PR #43, opened 2015-05-21
Add xml:base attribute to the feed tag

### LINKED ISSUE #22: Replace URLs with full URLs in post.content

benbalter:
Per @pathawks over in https://github.com/jekyll/jekyll-feed/pull/36#issuecomment-104422305, and per the Atom spec:

>  Any element defined by this specification MAY have an xml:base
   attribute [W3C.REC-xmlbase-20010627].  When xml:base is used in an
   Atom Document, it serves the function described in section 5.1.1 of
   [RFC3986], establishing the base URI (or IRI) for resolving any
   relative references found within the effective scope of the xml:base
   attribute.

I believe this fixes #22.

/cc @holman and @bkeepers, as this should finally fix [the question that started this all](https://twitter.com/holman/status/597777659288887296)

### DIFF
--- a/lib/feed.xml
+++ b/lib/feed.xml
@@ -4,12 +4,11 @@
 {% else %}
   {% assign url_base = site.github.url %}
 {% endif %}
-<feed xmlns="http://www.w3.org/2005/Atom">
+<feed xmlns="http://www.w3.org/2005/Atom" xml:base="{{ url_base | xml_escape }}">
   <generator uri="http://jekyllrb.com" version="{{ jekyll.version }}">Jekyll</generator>
   <link href="{{ page.url | prepend: url_base }}" rel="self" type="application/atom+xml" />
   <link href="{{ url_base }}/" rel="alternate" type="text/html" />
   <updated>{{ site.time | date_to_xmlschema }}</updated>
-  <xml:base>{{ url_base | xml_escape }}/</xml:base>
   <id>{{ url_base | xml_escape }}/</id>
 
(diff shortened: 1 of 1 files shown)


pathawks:
We might need to add it *per post*, if a post contains relative links.

benbalter:
> We might need to add it per post, if a post contains relative links.

Done via  d863e8a. Good call.

lib/feed.xml
```diff
@@ -33,7 +33,9 @@
       <updated>{{ post.date | date_to_xmlschema }}</updated>
 
       <id>{{ post.id | prepend: url_base | xml_escape }}</id>
-      <content type="html">{{ post.content | markdownify | xml_escape }}</content>
+      <content type="html" xml:base="{{ url_base | xml_escape }}">
```
pathawks: I think it should be `post.url` rather than just `url_base`, since that is what links would be relative to.

benbalter: Once again, you're absolutely right.

pathawks:
:+1:

benbalter:
[It works!](http://ben.balter.com/feed.xml)

pathawks:
:tada:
|---|
PROBLEM DETAILS
Retype the listing above without a single difference.

RESULT OF THE EXERCISE
PR #43, opened 2015-05-21
Add xml:base attribute to the feed tag

### LINKED ISSUE #22: Replace URLs with full URLs in post.content

benbalter:
Per @pathawks over in https://github.com/jekyll/jekyll-feed/pull/36#issuecomment-104422305, and per the Atom spec:

>  Any element defined by this specification MAY have an xml:base
   attribute [W3C.REC-xmlbase-20010627].  When xml:base is used in an
   Atom Document, it serves the function described in section 5.1.1 of
   [RFC3986], establishing the base URI (or IRI) for resolving any
   relative references found within the effective scope of the xml:base
   attribute.

I believe this fixes #22.

/cc @holman and @bkeepers, as this should finally fix [the question that started this all](https://twitter.com/holman/status/597777659288887296)

### DIFF
--- a/lib/feed.xml
+++ b/lib/feed.xml
@@ -4,12 +4,11 @@
 {% else %}
   {% assign url_base = site.github.url %}
 {% endif %}
-<feed xmlns="http://www.w3.org/2005/Atom">
+<feed xmlns="http://www.w3.org/2005/Atom" xml:base="{{ url_base | xml_escape }}">
   <generator uri="http://jekyllrb.com" version="{{ jekyll.version }}">Jekyll</generator>
   <link href="{{ page.url | prepend: url_base }}" rel="self" type="application/atom+xml" />
   <link href="{{ url_base }}/" rel="alternate" type="text/html" />
   <updated>{{ site.time | date_to_xmlschema }}</updated>
-  <xml:base>{{ url_base | xml_escape }}/</xml:base>
   <id>{{ url_base | xml_escape }}/</id>
 
(diff shortened: 1 of 1 files shown)


pathawks:
We might need to add it *per post*, if a post contains relative links.

benbalter:
> We might need to add it per post, if a post contains relative links.

Done via  d863e8a. Good call.

lib/feed.xml
```diff
@@ -33,7 +33,9 @@
       <updated>{{ post.date | date_to_xmlschema }}</updated>
 
       <id>{{ post.id | prepend: url_base | xml_escape }}</id>
-      <content type="html">{{ post.content | markdownify | xml_escape }}</content>
+      <content type="html" xml:base="{{ url_base | xml_escape }}">
```
pathawks: I think it should be `post.url` rather than just `url_base`, since that is what links would be relative to.

benbalter: Once again, you're absolutely right.

pathawks:
:+1:

benbalter:
[It works!](http://ben.balter.com/feed.xml)

pathawks:
:tada:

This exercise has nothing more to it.